▶ [Input]

PR #453, opened 2023-02-09
Remove support for plugins without an SCM tag

### LINKED ISSUE #452: Remove support for missing `<scm>` section
It turned out that there were a handful (less than 5) of plugins that were missing an SCM section, resulting in https://github.com/jenkinsci/plugin-compat-tester/pull/451. It would be ideal to fix those plugins and then to rip out support for plugins without an SCM section along with the second half of this `if` statement:

```
    public static String getScmTag(PomData pomData, String name, String version) {
        String scmTag;
        if (pomData.getScmTag() != null) {
            scmTag = pomData.getScmTag();
            LOGGER.log(Level.INFO, "Using SCM tag {0} from POM", scmTag);
        } else {
            scmTag = name + "-" + version;
            LOGGER.log(Level.INFO, "POM did not provide an SCM tag; inferring tag {0}", scmTag);
        }
        return scmTag;
    }
```

This cleanup would then cascade into the inlining of this function and the removal of the `getParentProjectName()` method, of which this is the only consumer.

The reason it would be ideal is that it is not very maintainable to have to maintain two code paths when the second is so rarely used.

basil:
Fixes #452 and removes the temporary workaround added in #451. Plugins in `jenkinsci/bom` should be OK but there are a handful (less than 5) proprietary plugins that are missing SCM sections. It shouldn't be too hard to patch them up with SCM sections and do releases, at which point this code can be simplified.

### DIFF
--- a/src/main/java/org/jenkins/tools/test/hook/AbstractMultiParentHook.java
+++ b/src/main/java/org/jenkins/tools/test/hook/AbstractMultiParentHook.java
@@ -33,7 +33,7 @@ public abstract class AbstractMultiParentHook extends PluginCompatTesterHookBefo
         boolean shouldExecuteHook = localCheckoutDir == null || !localCheckoutDir.exists();
 
         if (shouldExecuteHook) {
-            LOGGER.log(Level.INFO, "Executing hook for {0}", getParentProjectName());
+            LOGGER.log(Level.INFO, "Executing hook for {0}", currentPlugin.getDisplayName());
             // Determine if we need to run the download; only run for first identified plugin in the
             // series
             if (firstRun) {
@@ -48,10 +48,9 @@ public abstract class AbstractMultiParentHook extends PluginCompatTesterHookBefo
                 pomData = (PomData) moreInfo.get("pomData");
                 // Like the call in PluginCompatTester#runHooks but with subdirectories trimmed:
                 PluginCompatTester.cloneFromScm(
-                        getUrl(),
+                        pomData.getConnectionUrl(),
                         config.getFallbackGitHubOrganization(),
-                        PluginCompatTester.getScmTag(
-                                pomData, getParentProjectName(), currentPlugin.version),
+                        pomData.getScmTag(),
                         parentPath);
             }
 
@@ -82,10 +81,6 @@ public abstract class AbstractMultiParentHook extends PluginCompatTesterHookBefo
         return moreInfo;
     }
 
-    public String getUrl() {
-        return pomData.getConnectionUrl().replaceFirst("^(.+github[.]com/[^/]+/[^/]+)/.+", "$1");
-    }
-
     protected void configureLocalCheckOut(
             UpdateSite.Plugin currentPlugin, File localCheckoutDir, Map<String, Object> moreInfo) {
         // Do nothing to keep compatibility with pre-existing Hooks
@@ -100,14 +95,6 @@ public abstract class AbstractMultiParentHook extends PluginCompatTesterHookBefo
      * of the plugin's Git repository.
      */
     protected abstract String getParentFolder();
-
-    /**
-     * Return the prefix to the SCM tag (usually the artifact ID of the base module). This will be
-     * used to form the checkout tag with the format {@code parentProjectName-version} in the
-     * (highly unlikely, and impossible for incrementalified plugins) event that the SCM tag is
-     * missing from the plugin's POM.
-     */
-    protected abstract String getParentProjectName();
 
     /**
      * Returns the plugin folder name. By default it will be the plugin name, but it can be
--- a/src/main/java/org/jenkins/tools/test/PluginCompatTester.java
+++ b/src/main/java/org/jenkins/tools/test/PluginCompatTester.java
@@ -310,7 +310,7 @@ public class PluginCompatTester {
                         cloneFromScm(
                                 pomData.getConnectionUrl(),
                                 config.getFallbackGitHubOrganization(),
-                                getScmTag(pomData, plugin.name, plugin.version),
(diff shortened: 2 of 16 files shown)


imonteroperez (approved):

src/main/java/org/jenkins/tools/test/hook/AbstractMultiParentHook.java
```diff
@@ -79,10 +78,6 @@ pomData, getParentProjectName(), currentPlugin.version),
         return moreInfo;
     }
 
-    public String getUrl() {
-        return pomData.getConnectionUrl().replaceFirst("^(.+github[.]com/[^/]+/[^/]+)/.+", "$1");
-    }
```
jtnord, line 84: https://github.com/jenkinsci/aws-java-sdk-plugin/pull/924

jtnord (commented):
I don't think this is correct as-is

It is perfectly valid for multi-module maven projects to not define the `scm` for every single module in the reactor (it is only needed when the module needs to have a different `scm` entry due to using a parent that is not inside the reactor for example).

`maven-release-plugin` will ensure any scm tag is correct if provided, however it does not require it and if it comes from the parent (along with the not appending the child path) then it will not create it.

Forcing multi-module projects to have to put `scm` in their modules where it is the same as in the parent would be an anti pattern for maven. 

This is presumably working in OSS for the plugins that have tested because they are all incrementalified and hence a flattened pom which `maven-release-plugin` will not do.

I will dig into this a bit more with multi-module projects once I have a release removing the garbage SCM that https://github.com/jenkinsci/plugin-compat-tester/pull/453/files#diff-e8fe89546f150d9d1512f4cc0fa113c391769c967cbe2cf8add2764bb522798bL87 fixes.

basil:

▶ [Exercise details]
What is needed is an exact repetition of the lines from the first line of the records through the line containing "### LINKED ISSUE", both ends included, and nothing more.

▶ [Written response]
PR #453, opened 2023-02-09
Remove support for plugins without an SCM tag

### LINKED ISSUE #452: Remove support for missing `<scm>` section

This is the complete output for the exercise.